後編はこちら → 新潟で「日本基準」のアニメ映画祭が始まった!

私たちは「映画祭」がわからない

 「アニメーションの映画祭」と言われても、万人になじみがあるとは言いがたい。映画祭に通う人は玄人で、ファンから少し遠いところにいる、そんな印象もある。そして何より、鬼滅の刃やワンピースの劇場版は人気なのに、映画祭で大きく取り上げられるという話は聞いたことがない。なぜだろう?

 そこで、2024年3月15日から20日にかけて開催される「第2回 新潟国際アニメーション映画祭」でプログラムディレクターを務める数土直志氏に、「そもそも『映画祭』とは何か?」をじっくり教えてもらった。

―― まず、新潟国際アニメーション映画祭に関わるようになった経緯についてお聞かせ下さい。

数土 もともと「アニメーションの映画祭」に興味をもっていて、日本から情報発信する必要性を感じていました。

 そんな折、ユーロスペースの堀越謙三氏と、ジェンコの真木太郎氏から「新潟で国際アニメーション映画祭をやりたいのだけれど」と相談されたのがきっかけです。結果的に堀越さんが実行委員長、真木さんはジェネラル・プロデューサー、僕がプログラムディレクターを務める形で始まりました。昨年の2023年が初開催で、今年が2回目になります。

新潟国際アニメーション映画祭を創った2人

■堀越謙三氏……アート系映画を上映するミニシアターの草分け的な劇場「ユーロスペース」を創設。映画の製作・配給も。1997年には「映画美学校」を設立。東京藝術大学名誉教授。新潟県の開志専門職大学 アニメ・マンガ学部 学部長/教授。新潟国際アニメーション映画祭では実行委員会委員長を務める。

■真木太郎氏……アニメプロデューサー。アニメ企画会社である株式会社ジェンコ代表取締役。クラウドファンディングをきっかけに映画『この世界の片隅に』(2016年)を成功に導いたことでも知られる。新潟国際アニメーション映画祭ではジェネラルプロデューサーを務める。

―― 映画祭のイメージは「監督やスタッフが賞を獲る場所」という程度の認識です。実は私も知らないことが多いんです。数土さんはどうして興味を持ったのですか?

数土 きっかけは、フランスで開催されている「アヌシー国際アニメーション映画祭」ですね。昔、とある日本のアニメ作品がアヌシーのコンペティション(入賞候補作品)に入り、監督が招待されたので取材に行ったんです。

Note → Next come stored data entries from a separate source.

PR #511, opened 2023-01-19
[xc-admin] Add pythnet relayer

guibescos:


governance/xc-admin/packages/xc-admin-common/src/wormhole.ts
```diff
@@ -9,3 +9,12 @@ export const WORMHOLE_ADDRESS: Record<PythCluster, PublicKey | undefined> = {
   localnet: new PublicKey("Bridge1p5gheXUvJ6jGWGeCsgPKgnE3YgdGKRVCMY9o"),
   testnet: undefined,
 };
+
```
ali-bahjati, line 12: Let's just leave a comment here to this link if anyone wants to change it in the future:
https://book.wormhole.com/reference/rpcnodes.html

ali-bahjati (approved):
Looks good to me ser, 🚢 it

PR #515, opened 2023-01-19
[cosmwasm] generate schema

0xfirefist:


target-chains/cosmwasm/contracts/pyth/schema/pyth-cosmwasm.json
```diff
@@ -0,0 +1,319 @@
+{
```
ali-bahjati, line 1: Can we make sure that this always gets updated? Maybe add it to the pre-commit?

ali-bahjati (approved):

PR #521, opened 2023-01-23
[price-service] Improve and update tests

ali-bahjati:
This PR improves the existing tests and adds test for the newly added `get_vaa` endpoint. Also adds tests to the tilt so we never miss them.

 すると、映画祭では僕らが思うような「海外での日本アニメ人気」とはまったく別の世界が繰り広げられていたんです。

―― まったく別の世界?

数土 普通、僕たちが「海外で日本アニメが人気」というと、パリの「Japan EXPO」やロサンゼルスの「Anime Expo」のにぎわいを思い浮かべますよね。監督がステージに上がるとファンから熱狂的な声援が起こるとか、コスプレイヤーさんがたくさん集まるとか。

 でも、アヌシーの映画祭には、そういうファンの賑わいとはまったく別の世界があったんです。上映される作品の多くがヨーロッパのアニメーションが中心で、日本のアニメは少ない。

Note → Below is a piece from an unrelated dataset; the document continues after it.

PR #537, opened 2023-01-26
[wormhole-attester] Remove wasm in js sdk

ali-bahjati:
This PR contains initial works of removing wasm usage in wormhole attester js sdk. Asking for comment before continuing the work.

―― えっ、アニメーションの祭典なのに、日本のアニメが少ない?

基準は「アート」

数土 映画祭には世界中のアニメーション作家が応募してくる。けれども、上映される作品も、賞で選ばれる作品もヨーロッパが中心。評価される基準もまったく日本やアメリカとは異なっていました。

―― 日本と違う評価基準、それは言葉にするとどんなものでしょうか?

数土 スタンダードなコースとしては、美術大学のアニメーション専攻を卒業した作家が、1人ないし数人でコツコツとアニメーションを作って映画祭で発表する。そして「アート」という軸で評価・評論されていくことになります。

 僕もアヌシーに初めて行ったときは、日本とはまったく別の世界を見て、『一体これは何が起こっているのか? 日本のアニメと関係があるのかないのか?』と。そこから「映画祭」に興味を持ったのですが、それから数年経った頃から、日本のアニメ作品も徐々に海外の映画祭で受賞するようになりました。